§ RECORDS SUPPLIED:

PR #347, opened 2026-08-20
Fix supabase warnings and error

erwanMarmelab:
## Problem

Supabase studio mention us many warnings and one error

## Solution

Fix them

## How To Test

Apply the migrations and open [your local Supabase studio](http://localhost:54323/project/default/advisors/security?preset=WARN&id=)

## Additional Checks

- ~~[ ] Tested with **fakerest** provider (see [related documentation](https://github.com/marmelab/atomic-crm/blob/main/doc/developer/data-providers.md))~~


src/components/atomic-crm/providers/supabase/dataProvider.ts
```diff
@@ -402,13 +402,16 @@ const applyFullTextSearch = (columns: string[]) => (params: GetListParams) => {
...
     if (fi.path) {
-      const { error } = await getSupabaseClient()
+      const { data } = getSupabaseClient()
         .storage.from(ATTACHMENTS_BUCKET)
-        .createSignedUrl(fi.path, 60);
+        .getPublicUrl("");
 
-      if (!error) {
+      if (fi.src.startsWith(data.publicUrl)) {
         return fi;
```
pysnooLab: `rawFile` is absent on persisted attachments (they come back from JSONB), so
`file.name` on line 438 throws if we ever reach it. On main that was
unreachable: `createSignedUrl` always succeeded for an object still in the
bucket, so we returned early. 
Now the early return depends on `fi.src` matching
the *current* public URL base. If that base ever changes (custom domain, project
migration, a different `VITE_ATTACHMENTS_BUCKET`), the prefix stops matching,
`fetch(src)` returns 200 since the bucket is public, and saving the note dies on
`fi.rawFile.name`.

`fi.path` is only ever set by our own uploads (below, and in the postmark
function), so it already carries exactly the information we need:

```suggestion
    // Already an object of our bucket: nothing to re-upload. `path` is only set
    // by our own uploads, so this needs no read on storage.objects (a SELECT
    // policy there would let any signed-in user list every attachment).
    if (fi.path) {
      return fi;
    }
```

pysnooLab (changes requested):

pysnooLab (approved):

supabase/schemas/08_extensions.sql
```diff
@@ -0,0 +1,13 @@
...
+-- a second API surface this app never queries (it uses PostgREST only). It is
+-- what makes linters 0026 / 0027 fire on every table and view; those lints gate
+-- solely on the extension being installed. Reinstall with
+-- `create extension pg_graphql` to bring GraphQL back.
+--
+-- `supabase db diff` does not diff extensions, so this file documents the
+-- intent but does not enforce it; the drop lives in a hand-written migration.
+--
+
+drop extension if exists pg_graphql cascade;
```
fzaninotto: ### Could we revert the `pg_graphql` drop?

The rest of this PR is a solid hardening pass, but I'd like to keep GraphQL —
having a second API surface is a feature of the product, not an accident, and I
don't think the lints require dropping it.

**The lints are informational.** 0026 / 0027
(`pg_graphql_anon_table_exposed` / `pg_graphql_authenticated_table_exposed`) are
not misconfigurations. The docs are explicit:

> If introspection visibility is intentional for a relation, the lint can be
> safely ignored for that object.

They report what GraphQL introspection makes *discoverable* — names, columns,
relationships — while RLS still governs the data itself. `pg_graphql` is no more
permissive than PostgREST here: both are gated by the same GRANTs and the same
policies.

**The grant cleanup in this PR already fixes the half that matters.** Once `anon`
holds no grants on `public`, 0026 stops firing on its own. What remains is 0027,
i.e. tables visible to authenticated users — which is precisely the intended
behaviour for a GraphQL API we want to keep.

So dropping the extension removes a working feature to get a fully green
Advisor, and I'd rather keep the feature and accept the informational warning.

fzaninotto (changes requested):

PR #348, opened 2026-08-20
feat: Import data from CSV

erwanMarmelab:
## Problem

We can't import data from CSV in the onboarding page.

## Solution

- Add an "Import data" button in the onboarding page
- Remove the "Import CSV" button for contacts
- Fit the styles for the "Add note" and the "Add contact" buttons
- Add the new "Import data" button on every resources

## Additional Checks


src/components/atomic-crm/dataImport/DataImportDialog.tsx
```diff
@@ -11,70 +17,68 @@ import {
...
   onClose,
-}: ContactImportModalProps) {
+  resources,
+}: DataImportDialogProps) {
   const translate = useTranslate();
+  const getResourceLabel = useGetResourceLabel();
   const refresh = useRefresh();
-  const processBatch = useContactImport();
-  const { importer, parseCsv, reset } = usePapaParse<ContactImportSchema>({
+  const [resource, setResource] = useState(resources[0]);
```
pysnooLab: `useState(resources[0])` freezes the resource object and its `processBatch` at mount, so
the closure keeps whatever `useConfigurationContext()` returned on the first render.
`useConfigurationLoader` fills that store asynchronously from the backend, so on a first
load the closure stays pinned to `defaultConfiguration`.

On a tenant with a customized pipeline (stages qualification/negotiation, category
retainer), importing `Deal A,Negotiation,Retainer` stores
`stage=opportunity category=undefined`, while reading the hook at click time stores
`stage=negotiation category=retainer`. A valid stage and category from the CSV are
discarded and the deal is written with a stage that does not exist in that pipeline, so
stage filters and reports are wrong. Same for `sector` in `useCompanyImport`.

Reading the resource from `resources` on each render (keeping only the selected name in
state) fixes it.

src/components/atomic-crm/dataImport/useDealImport.ts
```diff
@@ -0,0 +1,63 @@
...
+              category: toConfiguredValue(row.category, dealCategories),
+              // stage is required, so fall back to the first configured one
+              stage:
+                toConfiguredValue(row.stage, dealStages) ??
+                dealStages[0]?.value,
+              description: toText(row.description),
+              amount: toNumber(row.amount),
+              expected_closing_date: toIsoDate(row.expected_closing_date),
+              sales_id: identity?.id,
+              index: 0,
```
pysnooLab: All imported deals get `index: 0`, without the same-stage `index + 1` shift that
`DealCreate.onSuccess` applies.

`onDragEnd` passes the destination *deal* to `updateDealStage`, and only its `index`
field is read. With every index at 0, dragging a card emits a single write,
`{id, index: 0}`, so the drop persists nothing and `refetch()` snaps the card back.
Only dropping after the last card works. Column order also becomes whatever row order
Postgres happens to return, since `getDealsByStage` sorts on equal keys.

src/components/atomic-crm/dataImport/useCompanyImport.ts
```diff
@@ -0,0 +1,56 @@
...
+ * left empty — except `name`, which the database requires.
+ */
+export function useCompanyImport(): ProcessImportBatch {
+  const { companySectors } = useConfigurationContext();
+  const { identity } = useGetIdentity();
+  const dataProvider = useDataProvider();
+
+  return useCallback(
+    async (batch) => {
+      await Promise.all(
```
pysnooLab: `Promise.all` rejects on the first bad row, but the other creates already fired. In
`usePapaParse` a rejected batch adds `batch.length` to `errorCount` and 0 to
`importCount`, so the records exist while the report says they do not.

A 3-row CSV with one empty `name` (NOT NULL) creates 2 companies and reports
"Import complete. Imported 0 records, with 3 errors". Users will fix the file and
re-import, producing duplicates. Same shape in `useDealImport.ts:35`.

src/components/atomic-crm/dataImport/useDealImport.ts
```diff
@@ -0,0 +1,63 @@
...
+                ? companies.get(companyName)?.id
+                : undefined,
+              contact_ids: [],
+              category: toConfiguredValue(row.category, dealCategories),
+              // stage is required, so fall back to the first configured one
+              stage:
+                toConfiguredValue(row.stage, dealStages) ??
+                dealStages[0]?.value,
+              description: toText(row.description),
+              amount: toNumber(row.amount),
```
pysnooLab: `amount` is not rounded, but the column is `bigint`. PostgREST rejects the row:
`22P02 invalid input syntax for type bigint: "4500.50"`. Combined with the batch
accounting above, a single amount with cents reports its whole batch of 10 as failed.

src/components/atomic-crm/dataImport/useCompanyImport.ts
```diff
@@ -0,0 +1,56 @@
...
+          dataProvider.create("companies", {
+            data: {
+              name: toText(row.name),
+              sector: toConfiguredValue(row.sector, companySectors),
+              size: sizeOf(row.size),
+              linkedin_url: toText(row.linkedin_url),
+              website: toText(row.website),
+              phone_number: toText(row.phone_number),
+              address: toText(row.address),
+              zipcode: toText(row.zipcode),
```
pysnooLab, line 32: `usePapaParse` runs with `dynamicTyping: true`, so these text columns lose leading
zeros: `02134` is stored as `2134`, `0155123456` as `155123456`, and a zero-prefixed
`tax_identifier` is truncated. The insert succeeds silently because Postgres casts the
number into the `text` column.

Pre-existing papaparse option, but newly exposed on zipcode / phone_number /
tax_identifier. The sample CSV dodges it (10001, 555-0100), so it only shows with real
data.

src/components/atomic-crm/dataImport/parseCell.ts
```diff
@@ -0,0 +1,43 @@
...
+  if (text === undefined) return undefined;
+  const value = Number(text);
+  return Number.isFinite(value) ? value : undefined;
+};
+
+/** Cell content as an ISO 8601 date, or undefined when it is empty or invalid. */
+export const toIsoDate = (cell: ImportCell): string | undefined => {
+  const text = toText(cell);
+  if (text === undefined) return undefined;
+  const date = new Date(text);
```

§ TO DO: In the records above, find each line that mentions the string "written", then copy it.

§ SOLUTION TO THIS PROBLEM:
+-- intent but does not enforce it; the drop lives in a hand-written migration.
discarded and the deal is written with a stage that does not exist in that pipeline, so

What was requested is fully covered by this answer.